# Marine Corps retreats on court-martial charges in Taliban urination case.



## Chopstick (Sep 8, 2013)

I thought we had a thread about this case somewhere but I was unable to find it.  I was just going to add on to the existing thread so I apologize if this is a reposting.
I guess General Amos and the USMC really really did not want those emails to be examined in pubic.  

http://www.washingtontimes.com/news...retreats-court-martial-charges-taliba/?page=1



> The defense attorney said he wanted to see email traffic between the commandant, his counsel and his legal division.
> 
> “That email traffic would have revealed that [the commandant] and his lawyers had engaged in a secret, corrupt effort to rig and control the investigations and dispositions of the so-called desecration cases until Capt. Clement refused to submit to a corrupt process [of being] charged with crimes he did not commit,” he said.


----------



## Teufel (Sep 8, 2013)

Wow, i bet they will reopen the rest of the cases.


----------



## Marauder06 (Sep 8, 2013)

Wow. There must be some REALLY interesting traffic going back and forth there.


----------



## Teufel (Sep 8, 2013)

Marauder06 said:


> Wow.

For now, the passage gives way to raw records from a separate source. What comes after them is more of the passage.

PR #4053, opened 2025-03-24
Update path conflict resolution for newer API versions

thomas11:
Turns out that some of them are not necessary anymore and removing them simplifies the resource names. We know they're not necessary because of the check in schema.go that fails the build when there are path conflicts. This PR also makes this check required for non-release builds now that all de-duplications are in place.


danielrbradley (commented):
> Turns out that some of them are not necessary anymore and removing them simplifies the resource names

What was the process of determining they're not needed? Is it just removing and seeing what happens?

thomas11:
> > Turns out that some of them are not necessary anymore and removing them simplifies the resource names
> 
> What was the process of determining they're not needed? Is it just removing and seeing what happens?

I noticed it originally when documenting the deduplications for the upgrade guide. Re-running schemagen without them confirmed it.

PR #4056, opened 2025-03-25
Add a message about other API versions to v3 registry API docs

### LINKED ISSUE #4054: Update resource descriptions to mention parameterization

thomas11:
Resolves #4054

This results in no changes for v2, and looks like in this screenshot in v3.

Screenshot 2025-03-25 at 10 48 43

Details to be discussed, like the exact wording and whether there should be a paragraph break before "_These versions are not included ..._".

The biggest issue I see is hard-coding the registry link in provider code, but I couldn't think of a better way.


provider/pkg/gen/schema_test.go
```diff
@@ -462,3 +464,135 @@ func TestIsApiVersionQueryParam(t *testing.T) {
...
+
+		desc := g.formatDescription("This is a wonderful resource.", "SomeResource", "2022-02-22", "2021-01-01", pulumi.StringRef("Additional docs."))
+		assert.Equal(t, `This is a wonderful resource.
+
+Azure REST API version: 2022-02-22. Prior API version in Azure Native 2.x: 2021-01-01.
+
+Other available API versions: 2023-03-03, 2024-04-04.
+
+`+generateApiVersionsMsg+`
+
```
danielrbradley, line 595: An idea for the wording ... and perhaps just give the CLI command rather than a generic docs link?

```suggestion
This resource uses the Azure REST API version: `2022-02-22`. In version 2 of the Azure Native provider, it used the Azure REST API version: `2021-01-01`.

This resource also supports the Azure REST API versions: `2023-03-03`, `2024-04-04`. These can be accessed by generating a local SDK pacakge using the CLI command: `pulumi package add azure-native SomeModule [ApiVersion]`.

```

mjeffryes: I like the wording here better. Ambivalent whether we give the command or link to the doc (or both).

thomas11: I assume "here" = Daniel's?

thomas11: Reworded by taking most of the suggestion but trying to keep it a bit more concise. Let me know what you think.

provider/pkg/gen/schema_test.go
```diff
@@ -462,3 +464,134 @@ func TestIsApiVersionQueryParam(t *testing.T) {
...
+				},
+			},
+		}
+
+		desc := g.formatDescription("This is a wonderful resource.", "SomeResource", "2022-02-22", "2021-01-01", pulumi.StringRef("Additional docs."))
+		assert.Equal(t, `This is a wonderful resource.
+
+Azure REST API version: 2022-02-22. In version 2.x of the Azure Native provider, it used API version 2021-01-01.
+
+Other available API versions: 2023-03-03, 2024-04-04. These can be accessed by generating a local SDK package using the CLI command `+"`"+`pulumi package add azure-native authorization [ApiVersion]`+"`"+`. See the [version guide](../../../version-guide/#accessing-any-api-version-via-local-packages) for details.
```
mjeffryes, line 593: Theoretically, version "2021-01-01" should also show up in the list of "Other available API versions" right?

provider/pkg/gen/schema_test.go
```diff
@@ -462,3 +464,134 @@ func TestIsApiVersionQueryParam(t *testing.T) {
...
+				getAllVersions: func(moduleName openapi.ModuleName, resource string) []openapi.ApiVersion {
+					return []openapi.ApiVersion{"2023-03-03", "2024-04-04"}
+				},
+			},
+		}
+
+		desc := g.formatDescription("This is a wonderful resource.", "SomeResource", "2022-02-22", "2021-01-01", pulumi.StringRef("Additional docs."))
+		assert.Equal(t, `This is a wonderful resource.
+
+Azure REST API version: 2022-02-22. In version 2.x of the Azure Native provider, it used API version 2021-01-01.
```
mjeffryes, line 591:
```suggestion
Uses Azure REST API version: 2022-02-22. In version 2.x of the Azure Native provider, it used API version 2021-01-01.
```
Nit. I think making the first a complete sentence makes the second sentence read better.

mjeffryes (approved):
This looks pretty reasonable to me.

provider/pkg/gen/schema_test.go
thomas11: Yes, in practice, the previous major version's API version will be available. I just hadn't added it to the test data here.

There must be some REALLY interesting traffic going back and forth there.


These guys are probably going to get off scott free now.  I don't think they should have been crucified for this but they do deserve to be punished.  I know a lot of people rally behind these guys but peeing on Muslims was stupid, pointless and set us back operationally across the country.


----------



## Chopstick (Sep 8, 2013)

How does this speak to the integrity of the Commandant and to the integrity of USMC military justice in general(no pun intended) under his command?


----------



## DA SWO (Sep 8, 2013)

Chopstick said:


> I thought we had a thread about this case somewhere but I was unable to find it.  I was just going to add on to the existing thread so I apologize if this is a reposting.
> I guess General Amos and the USMC really really did not want those emails to be examined in pubic.
> 
> http://www.washingtontimes.com/news...retreats-court-martial-charges-taliba/?page=1


I thought so too, there was a story where the Defense Team asked for a DoD IG Investigation because HQ MC was filing ethics complaints against the Defense JAG's in an effort to shut them down.

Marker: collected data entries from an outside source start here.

PR #4058, opened 2025-03-25
Update and standardize on Gradle 8.13

thomas11:


thomas11:
> Looks fine .. how did we decide on this specific version? Are we keeping this in sync with something in the ci-mgmt or pulumi-java repo? Perhaps worth adding to the description.

It was simply the latest at the time. I don't want to get in to the business of manually looking up version numbers in other repos.

PR #4062, opened 2025-03-27
Only update ref's that point to the parameterized module, and simplify type tokens

thomas11:
It's not guaranteed that `$ref`'s only point to the same module. For instance, there's `specification/common-types`.


danielrbradley (approved):
Looks good - the diff in the test is :chefkiss: to review

thomas11:
> Looks good - the diff in the test is :chefkiss: to review

Turns out I mixed up two changes that I wanted to keep in separate PRs. Oh well, pushed the rest of the other one to this PR.

PR #561, opened 2016-09-05
[SETTINGS] use local timezone in DEFAULT_TIMEZONE when it is not expl…

jerome-poisson:
…icitly set

This commit add a new dependency: tzlocal

DEFAULT_TIMEZONE was defaulting on Europe/Prague. This commit fix it by using the timezone actually set
on the running machine.

SDNTB-285

### DIFF
--- a/superdesk/factory/default_settings.py
+++ b/superdesk/factory/default_settings.py
@@ -15,6 +15,7 @@ import json
 from datetime import timedelta
 from celery.schedules import crontab
 from kombu import Queue, Exchange
+import tzlocal
 
 try:
     from urllib.parse import urlparse
@@ -359,7 +360,13 @@ ADMINS = [MAIL_FROM]
 SUPERDESK_TESTING = (env('SUPERDESK_TESTING', 'false').lower() == 'true')
 
 # Default TimeZone
-DEFAULT_TIMEZONE = env('DEFAULT_TIMEZONE', 'Europe/Prague')
+DEFAULT_TIMEZONE = env('DEFAULT_TIMEZONE')
+
+if DEFAULT_TIMEZONE is None:
+    DEFAULT_TIMEZONE = tzlocal.get_localzone().zone
+
+if not DEFAULT_TIMEZONE:
+    raise ValueError("DEFAULT_TIMEZONE is empty")
 
 # The number of minutes since the last update of the Mongo auth object after which it will be deleted
 SESSION_EXPIRY_MINUTES = int(env('SESSION_EXPIRY_MINUTES', 240))
--- a/setup.py
+++ b/setup.py
@@ -32,6 +32,7 @@ install_requires = [
     'python-magic>=0.4',
     'python3-ldap>=0.9.8',
     'pytz>=2015.4',
+    'tzlocal>=1.2.2',
     'raven[flask]>=5.10.0,<5.11',
     'requests>=2.7.0',
     'statsd>=3.1',


naspeh:
Maybe UTC is enough for default timezone?

For example django is using it:
https://docs.djangoproject.com/en/1.10/ref/settings/#std:setting-TIME_ZONE
> New project templates default to 'UTC'.

ioanpocol:
:+1:

jerome-poisson:
@naspeh UTC can be set in settings, the idea is to use local timezone by default, and if something else is needed it can be set explicitly.

superdesk/factory/default_settings.py
```diff
@@ -359,7 +360,15 @@ def env(variable, fallback_value=None):
 SUPERDESK_TESTING = (env('SUPERDESK_TESTING', 'false').lower() == 'true')
 
 # Default TimeZone
-DEFAULT_TIMEZONE = env('DEFAULT_TIMEZONE', 'Europe/Prague')
+DEFAULT_TIMEZONE = env('DEFAULT_TIMEZONE')
+
+if DEFAULT_TIMEZONE is None:
+    try:
```
naspeh: Do we really need this `try ... except`?

You still raise `ValueError`, so if another Exception appears let's just keep it...

jerome-poisson: I raise ValueError if the value is None or Empty, but this doesn't catch any other error, and this part of code must not fail. As I can't be sure of what can be raised here (and it can change with future versions), the except Exception is needed. So yes this try/except is needed.

jerome-poisson: what I can add is a log message so the exception is not totally hidden, but settings should not fail for a timezone IMHO.

naspeh:
👍 yep, thanks for answers.

superdesk/factory/default_settings.py
naspeh: yep, warning will be good.

jerome-poisson:
just added logging message, it effectively better to not hide the exception.

jerome-poisson:
@naspeh I've just talked with @petrjasek and he agree with you about the Exception, so I remove the try/except

superdesk/factory/default_settings.py
```diff
@@ -359,7 +360,12 @@ def env(variable, fallback_value=None):
...
-DEFAULT_TIMEZONE = env('DEFAULT_TIMEZONE', 'Europe/Prague')
+DEFAULT_TIMEZONE = env('DEFAULT_TIMEZONE')
+
+if DEFAULT_TIMEZONE is None:
+    DEFAULT_TIMEZONE = tzlocal.get_localzone().zone
+    if not DEFAULT_TIMEZONE:
+        raise ValueError
 
 # The number of minutes since the last update of the Mongo auth object after which it will be deleted
 SESSION_EXPIRY_MINUTES = int(env('SESSION_EXPIRY_MINUTES', 240))
```
naspeh: How about description message for `ValueError`
```
ValueError('DEFAULT_TIMEZONE is empty after tzlocal')
```

jerome-poisson:
thanks for the feedbacks, I'm waiting for the travis green light then I'll merge this.

superdesk/factory/default_settings.py
jerome-poisson: yes it makes sense now. I add it.

naspeh:
BTW: when I'm talking about a warning, I mean [warnings module from python](https://docs.python.org/3.5/library/warnings.html) it is also just logging message, but with a different meaning.

naspeh:
Thank you for changes, I like it 👍

PR #564, opened 2016-09-06
feat(publish): add `USE_TAKES` config option

petrjasek:
it will be on by default, but in case it's set to off, superdesk
won't create any takes packages when publishing.

SD-5456


ioanpocol:
:+1:

mdhaman:
:+1:

PR #565, opened 2016-09-07
fix(publish): avoid sending individual package items

petrjasek:
when using embed items config, it won't transmit these,
only the package. only enabled this when using `NO_TAKES`
config, it's kind of experimental atm.

also renamed this `USE_TAKES` to `NO_TAKES` to match client config

SD-5458

### DIFF
--- a/CHANGELOG.md
+++ b/CHANGELOG.md
@@ -4,7 +4,7 @@
 
 ### Added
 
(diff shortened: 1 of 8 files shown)


mdhaman:
:+1:

ioanpocol:
:+1:

PR #566, opened 2016-09-07
Keep only one base TestCase

naspeh:
I'll implement on this base `TestCase` some logic for improving time of test runs.

There is introduction of two new methods `setUpForChildren` and `tearDownForChildren` to rid `super().setUp()` for each test case with such methods.

Also, I sorted imports in touched files according to [Google Python Style Guide][1].

[1]: https://google.github.io/styleguide/pyguide.html?showone=Imports_formatting#Imports_formatting


petrjasek:
:+1: not sure I like this parent `setUp` magic, didn't mind this explicit invocation, what others think?

naspeh:
It really useful don't have `setUp` methods in base `TestCase`, but you usually need some general `setUp` logic there,  this is hard to introduce such logic with `unittest.TestCase`.

Django introduces `_pre_setup` in his base `TestCase` and override `__call__` method with bunch of logic, original `unittest.TestCase.__call___` has even more logic.

Also, I saw that other do like here: https://gist.github.com/twolfson/13f5f5784f67fd49b245, this was my inspiration.

But I think my solution is better than last one, and I don't want to override `__call__` method.

mdhaman:
:+1: Changes are good. @naspeh These changes will break most of the tests in superdesk-aap repo.  Would it be possible to refactor changes to superdesk-aap repo?

naspeh:
@mdhaman, yes, I'll refactor superdesk-aap repo

mdhaman:
@naspeh thanks..

naspeh:
The error was regarding Elasticsearch In Travis build:
> HTTPConnectionPool(host='localhost', port=9200): Read timed out.

So I'm merging this.

petrjasek:
just when merging - pls squash all those commits

naspeh:
yep, I'll squash them next time

PR #567, opened 2016-09-07
[NITF] [FORMATTER] added pubdata generation method

jerome-poisson:
this commit add a method to add pubdata element at the right location,
but the method doesn't actually do anything. The method can be used by
subclasses

SDNTB-286


mdhaman:
:+1:

ioanpocol:
:+1:

PR #570, opened 2016-09-08
fix(ingest): make routed items deletable

petrjasek:
previous fix worked for routed items, but not for items in packages,
so extended syncing to all items ingested

SD-5416


naspeh:
👍 looks good

ioanpocol:
:+1:

PR #571, opened 2016-09-08
Try to modify settings in Travis

naspeh:
I just test different things with Travis in this PR.


petrjasek:
fyi you can enable travis on your fork, then it's not using superdesk quota which is only 5 concurrent builds for the whole org

naspeh:
@petrjasek: thanks, I'll do this. At the night builds were working better without delays as now :)

PR #572, opened 2016-09-08
Tests: use the same app for all test cases

naspeh:
According to https://dev.sourcefabric.org/browse/SD-5460

Some changes from #571


naspeh:
Brr, nosetests works better, but I've troubles with behave tests 😠

naspeh:
There is replacement #577

PR #573, opened 2016-09-09
feat(cache): add superdesk.cache module

### LINKED ISSUE #487: Superdesk Caching
we need caching in superdesk to keep performance under load. Lets gather requirements and do some research before implementing:

### Requirements
- cache db/elastic queries
- cache file reading/parsing
- share cache between requests/celery workers
- invalidating cache by tag
- per request/session cache

### Required Backends
- Redis
- Memcached

### Libraries
- Flask-Cache
- Werkzeug cache module
- Hermes
- Beaker

## API

there should be a decorator for caching, something like:

```
from superdesk.cache import cache

@cache(ttl=600)
def do_something(foo):
    ...

class CachedService(Service):

    @cache(ttl=30, tags=['activity'])
    def get_activity(self, user_id):
        ...
```

this way we can wrap db/elastic/etc calls and cache it.

Pls let me know what other requirements/libs/etc you can think of and I will look into it and evaluate.
/cc @mugurrus @jerome-poisson @ioanpocol @mdhaman @akintolga @marwoodandrew @hlmnrmr

petrjasek:
it is a wrapper for hermes cache library. handles cache configuration using `app.config`.

fix #487 

/cc @nistormihai


tests/cache_test.py
```diff
@@ -0,0 +1,62 @@
...
+
+foo = Foo()
+
+
+class CacheTestCase(TestCase):
+
+    def test_cache(self):
+        self.assertEqual(1, foo.count_calls())
+        self.assertEqual(1, foo.count_calls(), 'not using cache')
+        sleep(4)
```
naspeh: Please, use here smaller time 1-2sec, because of synchronous running this test case adds ~5sec and it is too much for one test case.

superdesk/cache.py
```diff
@@ -0,0 +1,84 @@
...
+
+    @property
+    def _backend(self):
+        if not app:
+            raise RuntimeError('You can only use cache within app context.')
+
+        if not app.cache:
+            cache_url = app.config.get('CACHE_URL', '')
+            if 'redis' in cache_url or 'unix' in cache_url:
+                print('using redis cache', cache_url)
```
naspeh: Seems `logging` is better here than `print`

naspeh:
@petrjasek: could you write why do you choose `hermes` over other to #487 or here.

👍 otherwise looks good, except some minor comments

petrjasek:
so I picked hermes because:
- works on both memcached and redis
- supports tags
- seemed simple to integrate

beaker was next on my list if this wouldn't work. the others (werkzeug, flask-cache) don't support tags

naspeh:
Thanks for the clarification!

mdhaman:
:+1:

PR #574, opened 2016-09-12
fix(saved_search): Fixing the saved search endpoint to return correct next page and previous page links correctly.

mdhaman:
With `ListCursor` we don't get the next page link if count of documents returned is same as count of documents requested.


petrjasek:
:+1:

petrjasek:
:+1:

I think CMS, MCSJA and some other Senior Officers will retire soon.


----------



## DA SWO (Sep 8, 2013)

Teufel said:


> These guys are probably going to get off scott free now.  I don't think they should have been crucified for this but they do deserve to be punished.  I know a lot of people rally behind these guys but peeing on Muslims was stupid, pointless and set us back operationally across the country.


Posting it on YouTube was dumb.

Why do people post this shit without thinking?


----------



## 8654Maine (Sep 8, 2013)

Just plain stupid on all parts.

The whole corruption/influence thing by the brass...a whole new can of worms.


----------



## Marine0311 (Sep 8, 2013)

SOWT said:


> Posting it on YouTube was dumb.
> 
> Why do people post this shit without thinking?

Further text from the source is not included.